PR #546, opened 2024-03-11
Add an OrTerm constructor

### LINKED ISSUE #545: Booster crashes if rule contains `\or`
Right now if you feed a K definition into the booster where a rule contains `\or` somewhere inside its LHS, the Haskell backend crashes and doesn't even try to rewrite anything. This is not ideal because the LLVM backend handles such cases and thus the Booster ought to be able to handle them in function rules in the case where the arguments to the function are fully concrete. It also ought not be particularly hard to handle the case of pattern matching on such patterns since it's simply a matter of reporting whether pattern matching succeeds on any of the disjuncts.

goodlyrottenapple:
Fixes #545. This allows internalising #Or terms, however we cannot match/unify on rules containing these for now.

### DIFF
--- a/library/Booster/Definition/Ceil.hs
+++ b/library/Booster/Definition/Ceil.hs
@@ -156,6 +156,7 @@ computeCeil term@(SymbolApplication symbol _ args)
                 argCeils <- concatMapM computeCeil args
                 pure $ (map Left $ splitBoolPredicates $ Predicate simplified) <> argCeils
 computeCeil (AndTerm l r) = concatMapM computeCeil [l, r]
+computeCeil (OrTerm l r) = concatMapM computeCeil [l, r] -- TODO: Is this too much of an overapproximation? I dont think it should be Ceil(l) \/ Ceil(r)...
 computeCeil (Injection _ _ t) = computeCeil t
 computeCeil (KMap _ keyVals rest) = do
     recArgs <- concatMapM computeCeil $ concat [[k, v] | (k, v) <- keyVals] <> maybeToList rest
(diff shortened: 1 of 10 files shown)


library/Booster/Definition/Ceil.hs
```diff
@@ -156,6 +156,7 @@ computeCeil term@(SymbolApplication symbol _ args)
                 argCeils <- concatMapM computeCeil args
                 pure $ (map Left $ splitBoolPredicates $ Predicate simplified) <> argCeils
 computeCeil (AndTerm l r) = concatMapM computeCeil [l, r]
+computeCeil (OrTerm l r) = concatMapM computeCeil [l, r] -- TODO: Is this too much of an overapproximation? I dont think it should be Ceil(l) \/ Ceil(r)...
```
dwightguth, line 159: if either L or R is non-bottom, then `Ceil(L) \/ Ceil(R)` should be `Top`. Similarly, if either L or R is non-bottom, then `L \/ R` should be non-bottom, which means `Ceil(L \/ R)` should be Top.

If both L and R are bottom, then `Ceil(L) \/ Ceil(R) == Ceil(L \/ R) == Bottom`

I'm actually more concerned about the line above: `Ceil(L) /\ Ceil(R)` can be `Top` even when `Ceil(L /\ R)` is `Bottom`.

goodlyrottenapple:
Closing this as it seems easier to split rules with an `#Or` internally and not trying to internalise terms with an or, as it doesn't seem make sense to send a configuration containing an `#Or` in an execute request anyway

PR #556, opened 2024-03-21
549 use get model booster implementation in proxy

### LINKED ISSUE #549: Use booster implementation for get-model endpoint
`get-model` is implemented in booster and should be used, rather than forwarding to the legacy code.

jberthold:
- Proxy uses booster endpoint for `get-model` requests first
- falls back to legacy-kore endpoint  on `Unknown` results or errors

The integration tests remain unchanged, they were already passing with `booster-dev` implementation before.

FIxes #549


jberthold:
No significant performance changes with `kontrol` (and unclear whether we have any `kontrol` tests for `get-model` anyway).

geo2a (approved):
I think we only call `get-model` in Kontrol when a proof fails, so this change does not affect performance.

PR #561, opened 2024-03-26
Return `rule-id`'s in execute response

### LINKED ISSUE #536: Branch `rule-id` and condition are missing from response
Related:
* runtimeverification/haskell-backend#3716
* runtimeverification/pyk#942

---

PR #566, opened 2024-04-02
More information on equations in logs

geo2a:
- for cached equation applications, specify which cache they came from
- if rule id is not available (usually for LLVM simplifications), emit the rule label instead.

_WORK TASK_. Your answer must be the lines above from the one containing "computeCeil (Injection _" to the one containing "If both L and", both included, restated word for word.

_RESPONSE TO THE EXERCISE_.
 computeCeil (Injection _ _ t) = computeCeil t
 computeCeil (KMap _ keyVals rest) = do
     recArgs <- concatMapM computeCeil $ concat [[k, v] | (k, v) <- keyVals] <> maybeToList rest
(diff shortened: 1 of 10 files shown)


library/Booster/Definition/Ceil.hs
```diff
@@ -156,6 +156,7 @@ computeCeil term@(SymbolApplication symbol _ args)
                 argCeils <- concatMapM computeCeil args
                 pure $ (map Left $ splitBoolPredicates $ Predicate simplified) <> argCeils
 computeCeil (AndTerm l r) = concatMapM computeCeil [l, r]
+computeCeil (OrTerm l r) = concatMapM computeCeil [l, r] -- TODO: Is this too much of an overapproximation? I dont think it should be Ceil(l) \/ Ceil(r)...
```
dwightguth, line 159: if either L or R is non-bottom, then `Ceil(L) \/ Ceil(R)` should be `Top`. Similarly, if either L or R is non-bottom, then `L \/ R` should be non-bottom, which means `Ceil(L \/ R)` should be Top.

If both L and R are bottom, then `Ceil(L) \/ Ceil(R) == Ceil(L \/ R) == Bottom`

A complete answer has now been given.